(Saved data entries)
——

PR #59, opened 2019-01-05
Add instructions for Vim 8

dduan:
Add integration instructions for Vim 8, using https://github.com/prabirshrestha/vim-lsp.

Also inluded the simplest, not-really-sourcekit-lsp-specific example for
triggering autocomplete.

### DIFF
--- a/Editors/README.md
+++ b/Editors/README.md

——

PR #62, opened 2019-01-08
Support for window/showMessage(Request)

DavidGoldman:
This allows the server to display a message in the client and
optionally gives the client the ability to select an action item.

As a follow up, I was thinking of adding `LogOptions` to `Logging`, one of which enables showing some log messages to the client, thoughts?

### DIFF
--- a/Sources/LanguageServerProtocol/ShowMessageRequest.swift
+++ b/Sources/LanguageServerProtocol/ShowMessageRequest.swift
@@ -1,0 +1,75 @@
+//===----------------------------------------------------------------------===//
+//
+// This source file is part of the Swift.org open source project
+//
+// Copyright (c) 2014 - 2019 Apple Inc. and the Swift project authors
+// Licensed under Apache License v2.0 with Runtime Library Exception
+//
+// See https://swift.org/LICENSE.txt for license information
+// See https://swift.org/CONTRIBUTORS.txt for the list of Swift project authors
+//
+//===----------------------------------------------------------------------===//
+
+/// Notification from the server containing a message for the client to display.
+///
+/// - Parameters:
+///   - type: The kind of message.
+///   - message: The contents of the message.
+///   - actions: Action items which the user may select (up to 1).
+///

——

PROBLEM STATEMENT >>
Write down only the number of lines above where the word "This" occurs.

YOUR RESPONSE >>
2